Knopp Biosciences LLC today announced the publication of a report in the journal Blood that a Phase 2 study of dexpramipexole in hypereosinophilic syndromes (HES) met its co-primary endpoints.
A team of investigators led by Dr. Amy Klion at the National Institute of Allergy and Infectious Diseases (NIAID), part of the National Institutes of Health (NIH), undertook the open-label study of dexpramipexole as a steroid-sparing agent in subjects with HES. Dexpramipexole had been observed to produce a significant, targeted reduction of peripheral blood eosinophils in earlier clinical trials in amyotrophic lateral sclerosis.

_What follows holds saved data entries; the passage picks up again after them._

PR #361, opened 2022-02-07
Update keys with signatures that don't use SHA1 (release4.0)

HW42:
QubesOS/qubes-issues#6470


marmarek:
cherry-picked from master already

PR #362, opened 2022-02-14
use common entry point for qvm-sync-clock

adrelanos:
fixes https://github.com/QubesOS/qubes-issues/issues/7265

### DIFF
--- a/qubes-rpc/suspend-post.d/qvm-sync-clock.sh
+++ b/qubes-rpc/suspend-post.d/qvm-sync-clock.sh
@@ -1,5 +1,6 @@
 #!/bin/sh
 
 if [ ! -f /var/run/qubes-service/clocksync ]; then
-    /usr/bin/qvm-sync-clock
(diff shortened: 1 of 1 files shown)


DemiMarie:
Signature check is failing because it expects the commit to be signed by your key, not GitHub’s.

adrelanos:
> Signature check is failing because it expects the commit to be signed by your key, not GitHub’s.

I noticed that but was hoping that is OK.

Are

* small / trivial changes
* below copyright threshold ([Threshold of originality](https://en.wikipedia.org/wiki/Threshold_of_originality))

(such as this) still acceptable using github web interface (github's key)?

marmarek:
> Are
> 
>     * small / trivial changes
> 
>     * below copyright threshold ([Threshold of originality](https://en.wikipedia.org/wiki/Threshold_of_originality))
> 
> 
> (such as this) still acceptable using github web interface (github's key)?

Yes, I'm fine with that.

marmarek (approved):

PR #363, opened 2022-02-15
qfile-agent: display GUI message only on PROGRESS_TYPE=gui

fepitre:
`kdialog` or `zenity` block the underlying process until we quit the popup. Either on server or automated workflows, we don't need GUI notifications that a requested file is missing.

### DIFF
--- a/qubes-rpc/qvm-copy
+++ b/qubes-rpc/qvm-copy
@@ -22,17 +22,18 @@ set -e
 #
 
 unset PROGRESS_TYPE OPERATION_TYPE TARGET_TYPE MIN_ARGS FILECOPY_TOTAL_SIZE
+
 case ${0##*/} in
-(qvm-move) OPERATION_TYPE=move TARGET_TYPE=default MIN_ARGS=1;;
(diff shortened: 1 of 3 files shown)


qubes-rpc/qvm-copy
```diff
@@ -22,41 +22,43 @@ set -e
...
+    else
+        echo "Copy FILE to ~/QubesIncoming/[THIS QUBE'S NAME]/ in the destination qube."
+    fi
 
-	echo
-	echo "You will be prompted to select the destination qube. If FILE is a directory, it will be copied recursively."
-	exit 1
+    echo
+    echo "You will be prompted to select the destination qube. If FILE is a directory, it will be copied recursively."
+    echo "In order to avoid typing target qube name twice, use qvm-copy/qvm-move instead of qvm-copy-to-vm/qvm-move-to-vm."
```
marmarek, line 60: This should be printed only for `$TARGET_TYPE = vm` case.

marmarek (changes requested):

qubes-rpc/qvm-copy
fepitre: I've added a check on that.

marmarek (approved):

PR #364, opened 2022-02-16
Disable CUPS by default

DemiMarie:
It is a security risk, slows qube boot, wastes memory and CPU, and is
not necessary.  Fixes QubesOS/qubes-issues#5179.

Reported-by: Patrick Schleizer <adrelanos@whonix.org>

@adrelanos I hope I got the Reported-by correct.

### DIFF
--- a/vm-systemd/qubes-sysinit.sh
+++ b/vm-systemd/qubes-sysinit.sh
@@ -7,7 +7,7 @@
 # List of services enabled by default (in case of absence of qubesdb entry)
 DEFAULT_ENABLED_NETVM="network-manager qubes-network qubes-update-check qubes-updates-proxy meminfo-writer qubes-firewall"
 DEFAULT_ENABLED_PROXYVM="qubes-network qubes-firewall qubes-update-check meminfo-writer"
-DEFAULT_ENABLED_APPVM="cups qubes-update-check meminfo-writer"
+DEFAULT_ENABLED_APPVM="qubes-update-check meminfo-writer"
 DEFAULT_ENABLED_TEMPLATEVM="$DEFAULT_ENABLED_APPVM updates-proxy-setup"
 DEFAULT_ENABLED="meminfo-writer"
 


marmarek (approved):

ninavizz:
Wait—so how will users print?? Sorry, this thread just showed-up on my radar... and, guys, users being able to print by default—or being able to _easily_ enable printing— is a pretty big deal. A LOT of users print! Not developers, no, but academics, researchers, enterprise/gov users... me! I only caught this PR because I recognized CUPS from SecureDrop stuff. Are there other print drivers/utilities that can do printing by default, that ship with Fedora/Debian?

While I agree with Patrick's flag and the necessity of Qubes OS honoring that reality, afaik CUPS is the only default print thingy in Qubes OS. This default ship-state of CUPS needs to be clearly documented, and at some point adding a "How to Print from Qubes OS" should be added to our docs that identifies CUPS as the Linux dealie that does printing; how it's enabled/disabled in Qubes, that Qubes templates have it disabled by default, etc.  /cc @andrewdavidwong

DemiMarie:
@ninavizz You are correct that this makes printing harder, sorry.  One _can_ do it via graphical interfaces, but I don’t think having to know that `cups` is the name of the service one must enable really counts, as there is zero discoverability.

ninavizz:
@DemiMarie I'm ok with making things "harder" against less-safe non-Qubes defaults, but only when there are alternate paths made very clear for a user to achieve that same goal. 

For the Mac and Windows user experience, things "just work." Linux, is famously not like that. Printing and network management, are two of the primary things users expect to "just work." Same, with files management. We don't have different driver apps to choose from to do those things with—and most of us are ok with that. That one might in Linux, has taken me a long time to adjust to (and I still, honestly, don't know what the point really is—especially since the CUPS GUI is one of the worst UIs I've ever seen).

Networking stuff is not entirely straightforward in Qubes, but at least is documented well. Printing—Macs and Windows just have printer apps. Non-geek Linux users, may even relate to CUPS like that, I don't know. 

TL;DR, yes, knowing that the name of the "how I can print on this machine" service, is very important for non-Linux native users to succeed, in Qubes. And, because of Qubes' superior security properties, it attracts non-Linux natives that are signing up to learn about Qubes, not Linux. 

We need to be more clear and transparent about how one directly leads into the other, while also providing clear/direct ways for users to do the most basic of things. While that may somewhat violate the "No redundant documentation" rule, when using Qubes requires hours of reading documentation to adapt to as a Mac or Windows user, that is an adoption problem I'm not comfortable burdening vulnerable users with.

andrewdavidwong:
> /cc @andrewdavidwong

Responded on https://github.com/QubesOS/qubes-issues/issues/7281.

marmarek:
There is no one place to enable CUPS everywhere, but you can enable CUPS
in specific qubes, either via command line (qvm-service --enable
QUBE-NAME cups), or via GUI (go to "services" tab in qube settings and
add "cups" service).

-- 
Best Regards,
Marek Marczykowski-Górecki
Invisible Things Lab

justusranvier:
Yeah I had already figured out there is a manual workaround, what I was hoping for was some file I could edit once to get the old behavior back instead.

The "printing no longer works unless you apply manual workarounds that are documented absolutely nowhere except github issue comments" feature really contributes to 4.2 being an incredibly cursed release.

q4747:
> The "printing no longer works unless you apply manual workarounds that are documented absolutely nowhere except github issue comments" feature really contributes to 4.2 being an incredibly cursed release.

See related discussion/guide here: https://forum.qubes-os.org/t/how-to-get-a-usb-mfp-printer-scanner-working-in-r4-2/24520

PR #367, opened 2022-03-12
Turn on scatter-gather and checksum offload

DemiMarie:
There is no reason to *not* have scatter-gather and checksum offload
turned on.

### DIFF
--- a/archlinux/PKGBUILD
+++ b/archlinux/PKGBUILD
@@ -35,7 +35,6 @@ build() {
     done
 
     # Fix for network tools paths
-    sed 's:/sbin/ethtool:ethtool:g' -i network/*
     sed 's:/sbin/ip:ip:g' -i network/*
     sed 's:/bin/grep:grep:g' -i network/*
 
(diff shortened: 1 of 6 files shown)


marmarek:
I'd rather remove those ethtool calls completely and rely on default (chosen by the kernel, or other network configuration tools in given distribution) - which are both "on" here.

Also, when rolling back some non-standard settings, it's helpful to do research why they were put there in the first place, to verify if really "There is no reason to not have [...]".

Subjects with HES on glucocorticoid therapy were eligible for the study if they required ≥10 mg prednisone or equivalent for control of symptoms and eosinophilia. Prior to study treatment, subjects underwent a standardized glucocorticoid taper to determine their minimally effective glucocorticoid dose (MED). Subjects for whom the MED had been determined within the past year or with an eosinophil count ≥1000/µL at the time of enrollment were eligible to proceed directly to dexpramipexole treatment at the discretion of the principal investigator. After 12 weeks of oral dexpramipexole treatment (150 mg twice daily) on a stable glucocorticoid dose, a glucocorticoid taper was attempted and the MED on dexpramipexole (MEDD) was determined.
The trial enrolled 10 subjects and met the co-primary endpoints of: 1) percentage of subjects experiencing a ≥50% reduction in MED and 2) reduction of glucocorticoid requirement among all subjects. Notably, three of the four responders meeting the primary endpoint exhibited complete hematological responses (eosinophil count of zero or near-zero) and were able to discontinue prednisone completely. These subjects have remained symptom-free, eosinophil-free, and steroid-free for 13-32 months while continuing dexpramipexole treatment, as reported in the article.
The investigators also reported that three of four responders who underwent biopsies had complete resolution of eosinophilia in affected skin or gastrointestinal tissue. Delayed and partial hematological responses were also noted in the trial.
Dexpramipexole was well tolerated, with no adverse events leading to drug interruption or discontinuation.
The article concluded, "Well-tolerated and with a dosing schedule convenient for routine outpatient treatment, dexpramipexole shows great promise as a novel oral therapy for HES."
Michael Bozik, M.D., President and CEO of Knopp Biosciences, said, "The Blood publication demonstrates that dexpramipexole merits Phase 3 development in HES, a rare hematological disease with significant morbidity and limited treatment options. We are grateful for our collaboration with Dr. Klion and her NIH colleagues, and we look forward to initiating the Phase 3 study later this year."
HES comprises a heterogeneous group of rare disorders characterized by peripheral eosinophilia and eosinophil-related end organ damage. The NIH trial enrolled subjects with the FIP1L1-PGDFRA-negative form of the disease, which accounts for 85-90% of all HES. Although glucocorticoid therapy is the first-line treatment for patients with FIP1L1-PGDFRA-negative HES, many patients develop serious side effects or resistance over time.
The Phase 2 study was conducted as part of an agreement between Knopp Biosciences and NIAID, demonstrating industry-government collaboration in the field of rare disease drug development.